Recent Developments in the GaN-on-Si Diode Market

• Introduction of Industrial-Grade GaN with Integrated Schottky Diode: Infineon recently launched industrial GaN transistors with an integrated Schottky diode. This integration reduces dead-time losses, increases system efficiency, simplifies design, and lowers BOM costs, making GaN more attractive for industrial power systems.
• Advancements in 300mm GaN-on-Si Wafer Technology: Infineon also pioneered the development of 300mm power GaN-on-Si wafer technology. This breakthrough allows for more efficient chip production, potentially leading to cost parity with silicon over time and driving wider adoption.
• Development of Bidirectional GaN Switches: Fraunhofer IAF presented a 1200V bidirectional GaN switch with integrated free-wheeling diodes using GaN-on-insulator technology. This innovation simplifies power converter design for energy storage and electric drive systems, improving efficiency and compactness.
• Focus on Automotive-Grade GaN Devices: There is increasing emphasis on developing GaN-on-Si devices that meet the stringent reliability and performance requirements of the automotive industry, particularly for EV power electronics and LiDAR systems.
• Expansion of GaN Power IC Offerings: Several companies are expanding their portfolios of integrated GaN power ICs, which combine GaN power switches with control and protection features, leading to smaller, more efficient, and easier-to-use power solutions.
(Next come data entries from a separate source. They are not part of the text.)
PR #637, opened 2022-09-28
Feat/tabs to next

caseybaggz:
## PR Checklist

## PR Type

- [ ] Bugfix
- [x] Feature
- [ ] Build related changes
- [ ] CI related changes
- [ ] infrastructure changes

tabs flags in experimental channel

## What is the new behavior?
Moves to next channel.

## Other information
github-readme (1)

### DIFF
--- a/packages/shared/src/utils/helpers.ts
+++ b/packages/shared/src/utils/helpers.ts
@@ -17,3 +17,9 @@ export function createFlag(flag: Flag) {
 
   return checkFlagAgainstChannel(flag)
 }
+
+export function warning(condition: boolean, message: string) {
+  if (!condition) {
+    console.error(message)
+  }
+}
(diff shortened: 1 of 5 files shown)


packages/shared/src/utils/helpers.ts
```diff
@@ -17,3 +17,9 @@ export function createFlag(flag: Flag) {
 
   return checkFlagAgainstChannel(flag)
 }
+
+export function warning(condition: boolean, message: string) {
+  if (!condition) {
+    console.error(message)
```
Rykus0, line 23: Should we use `console.warn` instead?

caseybaggz: warn & error are just color differences in the log. We want to show `red` so we use error. Same technique as react. Function is called warning though, because we want to warn the user against stuff.

But...console wise...we want red!

Rykus0: Thanks!

Rykus0 (approved):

Strategic Growth Opportunities in the GaN-on-Si Diode Market

• Electric Vehicle Power Electronics: GaN-on-Si diodes offer higher efficiency and power density for EV on-board chargers, inverters, and DC-DC converters, leading to faster charging times, longer ranges, and more compact designs, driving their adoption in the burgeoning EV market.
• Fast Chargers for Consumer Electronics: The demand for smaller and more efficient fast chargers for smartphones, laptops, and other devices presents a substantial opportunity for GaN-on-Si diodes due to their high switching frequencies and reduced component size.
• Power Supplies for Data Centers and Telecom: GaN-on-Si diodes can improve efficiency and reduce the size of power supplies in data centers and telecom infrastructure, leading to lower energy consumption and higher power density in these critical applications.
• LiDAR Systems for Autonomous Vehicles: High-speed and efficient GaN-on-Si diodes are crucial for the performance and reliability of LiDAR systems in autonomous vehicles, enabling precise and long-range sensing capabilities.
• RF Power Amplifiers for 5G and Beyond: GaN-on-Si technology is well-suited for RF power amplifiers in 5G base stations and future wireless communication systems, offering higher power output and efficiency at high frequencies.
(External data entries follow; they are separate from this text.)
PR #658, opened 2022-10-04
docs: initial commit of button page

bradryanbice:
## PR Checklist

## PR Type

- [ ] Bugfix
- [ ] Feature
- [ ] Build related changes
- [ ] CI related changes
- [ ] infrastructure changes


website/docs/design/button.md
```diff
@@ -0,0 +1,135 @@
...
+  - The default button size conforms to standard tap target sizes without a larger interactive area needed surrounding it.
+- S
+  - Use in condensed areas and smaller widgets when aligned with adjacent medium-sized form controls.
+
+### Use cases
+
+- With icons
+  - Use leading icons for presentational and ornamental glyphs only, to emphasize meaning
+  - Directional or action-oriented icons such as arrows should always be placed on the trailing side of the button
+  - Avoid using icons on both the leading and trailing sides of a button. This has potential to confuse the user. Use when representing an external link or new window icon to convey these behaviors to the user.
```
Rykus0, line 61: Should these be two separate points?
```suggestion
  - Avoid using icons on both the leading and trailing sides of a button. This has potential to confuse the user. 
  - Use when representing an external link or new window icon to convey these behaviors to the user.
```

website/docs/design/button.md
```diff
@@ -0,0 +1,135 @@
...
+  - Don't distract from nearby content
+  - Use for the lowest emphasis
+  - Use alone where content must be emphasized
+  - Use when multiple actions appear and a low-emphasis action is needed
+
+### Icon buttons
+
+- Take actions and make choices that are clearly indicated by a single icon
+- Circle
+  - Use when alone, as a floating action button or
```
Rykus0, line 45: Is the trailing 'or' intentional (connecting to the 'square') bullet?

website/docs/design/button.md
```diff
@@ -0,0 +1,135 @@
...
+- Action buttons should represent the main action in a button group. Do not use more than one action button in a group.
+- Use the same size button in groups. Do not use different sized buttons together in the same row.
+
+### Related patterns
+
+- Button vs. Link
+  - Use a link when you're navigating to another page or location. Examples include breadcrumb links, content links to other pages, and lists of links to related pages.
+    - Styles for links will deviate when placed in a global header and footer, or other navigation-type of element such as Tabs or Menus. This is to allow for a larger tap target and hierarchical presentation.
+  - Use buttons when performing an action, such as: "Submit," "Add a row," "Cancel," "Upload," etc.
+  - An action is almost always on the same page
```
Rykus0, line 76: I'm not sure what our standards are, but usually we want consistent punctuation within sets of lists.  There are a few other places like this where some items end with punctuation and others done.  My suggestion is to add periods to all of these.
```suggestion
  - An action is almost always on the same page.
```

website/docs/design/button.md
```diff
@@ -0,0 +1,135 @@
...
+  - Especially import in Danger sentiment buttons, to ensure the action being performed is clear.
+- Use concise, easy to scan, clear labels to indicate the action to the user
+- Do not use long, unnecessary phrases in button labels.
+- Use active voice to indicate the action
+- Do not use vague or generic labels such as "yes" or "No"
+
+## Accessibility
+
+- Expected actions for assistive technologies
+  - Ensure your label will make sense when spoken aloud with screen readers
```
Rykus0, line 102: We should either add to this, or in a separate bullet that the content should make sense independent of its context.  This is because a screen reader user may skip the context and jump to interactive content.

website/docs/design/button.md
```diff
@@ -0,0 +1,135 @@
...
+
+### Alignment
+
+- Align buttons to the trailing edge of a container when using to prompt a user to navigate through a sequence, or when confirming an action (on the right for left-to-right languages and on the left for right-to-left languages).
+  - The highest emphasis action should be placed near the trailing edge of the container.
+- For focused tasks and single-page actions, align starting at the leading edge of the container.
+
+### Spacing and arrangement
+
+- Space buttons apart by `16px/1em`
```
Rykus0, line 131: Updating to rem since it is relative to the base font size, rather than the element's inherited font size, and more in line with the design intent (and implementation)

```suggestion
- Space buttons apart by `16px/1rem`
```

website/docs/design/button.md
bradryanbice: Ha, nope! I was thinking of another time when you'd use the circle shape. So far that's all I've got. I'll update. TY

website/docs/design/button.md
bradryanbice: This is correct. In some cases though, the bullets are not complete sentences so I am not using punctuation. I've reflected this in the content guidelines as well.

website/docs/design/button.md
bradryanbice: Good point, thanks! I'm teetering on if that portion is even necessary, but maybe for designer/developer communication and intent.

website/docs/design/button.md
bradryanbice: Good point. I'll add this as a separate bullet point.

caseybaggz (approved):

GaN-on-Si Diode Market Drivers and Challenges

The factors responsible for driving the GaN-on-Si diode market include:

• Superior Performance over Silicon: GaN-on-Si diodes offer higher efficiency, faster switching speeds, and better thermal conductivity compared to traditional silicon diodes, making them ideal for power-intensive and high-frequency applications.
• Cost-Effectiveness of Silicon Substrates: Utilizing silicon as a substrate provides a cost advantage over other wide-bandgap materials like SiC, making GaN-on-Si diodes more accessible for a broader range of applications.
• Increasing Demand for Energy Efficiency: Global trends towards energy conservation and stricter regulations on power consumption are driving the adoption of more efficient power devices like GaN-on-Si diodes.
• Miniaturization of Electronic Devices: The continuous push for smaller and lighter electronic devices necessitates the use of components with higher power density, a key strength of GaN-on-Si technology.
• Growth in Key End-Use Applications: The rapid expansion of markets like electric vehicles, 5G infrastructure, and consumer electronics creates a strong demand for high-performance GaN-on-Si power devices.
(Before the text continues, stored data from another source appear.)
Issue #645, opened 2022-10-03
[Feature?]: Tooltip HS API


caseybaggz:
### Duplicates

- [X] I have searched the existing issues

### Latest version

- [X] I have tested the latest version

### Summary 💡

Add `getTooltipProps` and `getJSTooltipProps` to HS lib.

PR #666, opened 2022-10-06
Feat/645 tooltip css

Rykus0:
## PR Checklist

## PR Type

- [ ] Bugfix
- [x] Feature
- [ ] Build related changes
- [ ] CI related changes
- [ ] infrastructure changes

Contributes to #645 

## What is the new behavior?

Adds Tooltip CSS API


packages/headless-styles/index.experimental.js
```diff
@@ -76,4 +76,6 @@ export { getJSTextareaProps } from './src/components/Textarea/textareaJS'
 export { getTextLinkProps } from './src/components/TextLink/textLinkCSS'
 export { getJSTextLinkProps } from './src/components/TextLink/textLinkJS'
 
+export { getTooltipProps } from './src/components/Tooltip/tooltipCSS'
```
caseybaggz, line 79: 😉 

```suggestion
export { getTooltipProps as unsafe_getTooltipProps } from './src/components/Tooltip/tooltipCSS'
```

packages/headless-styles/sandbox/src/components/Tooltip.jsx
```diff
@@ -0,0 +1,75 @@
+import { useState } from 'react'
+import { useEscToClose } from '@pluralsight/react-utils'
+import { getTooltipProps } from '../../../src'
+
+const positions = [
```
caseybaggz, line 5: Because this is such a large Array, I would honestly move it into a tooltipPositions.data.json file. Much more perfmant, cleaner, and reduces the risk of creating bugs in the JS file if you only need to update the positions Array.

packages/headless-styles/sandbox/src/components/Tooltip.jsx
```diff
@@ -0,0 +1,75 @@
...
+function TooltipEl(props) {
+  const [disabled, setDisabled] = useState(false)
+
+  const tooltipProps = getTooltipProps({
+    id: props.id,
+    position: props.position,
+    disabled: disabled,
+  })
+
+  function disable() {
```
caseybaggz, line 29: Anytime you pass a function into our helpers or a 3rd party component, you need to convert it to `useCallback`. Enable is fine because you are passing it into Raw JSX, but `disabled` for sure needs to use `useCallback`. Good pratice to remember.

packages/headless-styles/sandbox/src/components/Tooltip.jsx
```diff
@@ -0,0 +1,75 @@
...
+      </div>
+    </div>
+  )
+}
+
+export default function Tooltip() {
+  return (
+    <div id="tooltip">
+      <h2>Tooltips</h2>
+      <div
```
caseybaggz, line 55: We should just make a component that controls these styles so we can reuse it in the future. Take a little more advantage of the system Vite is giving us.

packages/headless-styles/src/components/Tooltip/tooltipCSS.module.css
```diff
@@ -0,0 +1,199 @@
...
+.bottomStartTooltip,
+.bottomEndTooltip {
+  padding-top: 12px;
+  top: 100%;
+}
+
+.bottomTooltip,
+.topTooltip {
+  left: 50%;
+  transform: translateX(-50%);
```
caseybaggz, line 83: This doesn't make sense to me. You are moving something 50% to the left...then reverting it on the line below with transform? There's also a [translate prop now](https://css-tricks.com/almanac/properties/t/translate/).

packages/headless-styles/src/components/Tooltip/tooltipCSS.module.css
```diff
@@ -0,0 +1,199 @@
...
+}
+
+.leftEndTooltip,
+.rightEndTooltip {
+  bottom: -4px;
+}
+
+/* Arrows */
+
+.tooltip::after {
```
caseybaggz, line 128: Is there a reason you stopped using composes overall? It's much cleaner vs using giantic blocks of re-selectors?

packages/headless-styles/src/components/Tooltip/tooltipCSS.ts
```diff
@@ -0,0 +1,55 @@
+// import { tooltip } from '@pluralsight/shared'
+import { createClassProp } from '../../utils/helpers'
+import {
+  createTooltipProps,
+  getDefaultTooltipOptions,
+  getTooltipClasses,
+} from './shared'
+import styles from './tooltipCSS.module.css'
+import type { TooltipOptions } from './types'
+const tooltip = true
```
caseybaggz, line 10: Did you mean to leave this hardcoded? You should have to use it if you've updated your brain with main?

packages/headless-styles/tests/tooltip/tooltipCSS.test.ts
```diff
@@ -0,0 +1,279 @@
+import { getTooltipProps } from '../../src'
+
+jest.mock('@pluralsight/shared', () => {
```
caseybaggz, line 3: No longer need this if you update your branch with main.

caseybaggz (commented):
Overall, since position is so CSS heavy, I would probably make another CSS file that puts all that logic there to keep the file smaller. Use modules to our advantage.

packages/headless-styles/index.experimental.js
Rykus0: I guess I misunderstood the new system.  I thought using the separate entry points meant we weren't prefixing anymore.

packages/headless-styles/src/components/Tooltip/tooltipCSS.module.css
Rykus0: The reason is that `left` positions relative to the parent's width, and `translate` positions relative to itself.  

So this puts the element's left edge at the center of the parent, then shifts the element back by half it's width to center it against the parent.

I wasn't aware of `translate` as a property.  I see the support is less than `transform` - is there an advantage to using this over transform? (Other than freeing it up for other things)  I can switch it, but don't want to break anything on older browsers if I don't have to.

packages/headless-styles/src/components/Tooltip/tooltipCSS.module.css
Rykus0: I guess mostly because I'm not used to using it and thinking that way.

packages/headless-styles/src/components/Tooltip/tooltipCSS.ts
Rykus0: Good catch, thanks.  I think I had tried updating and it didn't work.  I've had a lot of trouble working with the shared package, but that may have been before the rework you'd done, so I'll check again.

packages/headless-styles/src/components/Tooltip/tooltipCSS.module.css
caseybaggz: Well, fun fact - PS doesn't support older browsers. 😉 And, now that we have a bundler, we will be using tools like postCSS once we get our current plugins working so there's no need to be stuck in "old browser" mode. 

Also why we have this doc:
https://design.pluralsight.com/docs/next/development/getting-started/platforms

packages/headless-styles/src/components/Tooltip/tooltipCSS.module.css
caseybaggz: CSS modules baby, please keep using them so...

1. We are leveraging the tools provided by CSS modules
2. We stay consisten in the design of what is currently already done

packages/headless-styles/src/components/Tooltip/tooltipCSS.module.css
Rykus0: `translate` isn't supported by some of the versions listed in the platforms doc.  Should I still use it?  

My perspective is we should continue to use `translate`, since we don't have a need to switch and it has better support.

packages/headless-styles/src/components/Tooltip/tooltipCSS.module.css
Rykus0: As I'm updating, I'm realizing another reason I didn't, and that's because the relationship isn't 1:1, the mappings overlap.  So for example, `top`, `topStart`, and `topEnd` use _some_ of the same styles, then `top` and `bottom` share another set.  If I compose, then `bottom` will get styles it shouldn't.  Same for `topStart` and `topEnd`

caseybaggz: Right, so it's underlining a composition issue as a whole. So you should refactor the CSS so that you can use the composes in a more successful way. Does that make sense? You are overwriting styles right now, where composes is combining styles - totally different code design.

Rykus0: I shouldn't be overwriting anything right now, but I might be able to refactor to make a cleaner composition, though there will be some repetition where there was some reuse before.

Rykus0: If I use `composes` the way I have some of them now, then I _will_ need to overwrite certain properties.

packages/headless-styles/src/components/Tooltip/tooltipCSS.ts
Rykus0: Actually, we're just removing the flag logic entirely, right?  Since we're using the different entry points.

Challenges in the GaN-on-Si diode market are:

• Material Quality and Defect Density: Achieving high-quality GaN epitaxial layers on silicon with low defect densities remains a challenge that can impact device reliability and performance, especially for high-voltage applications.
• Thermal Management Issues: While GaN has better thermal conductivity than silicon, managing heat dissipation in high-power GaN-on-Si devices can still be complex and requires advanced packaging solutions.
• Cost Competitiveness in Certain Applications: Despite the use of silicon substrates, GaN-on-Si diodes can still be more expensive than silicon in some lower-power applications, limiting their immediate adoption in cost-sensitive markets.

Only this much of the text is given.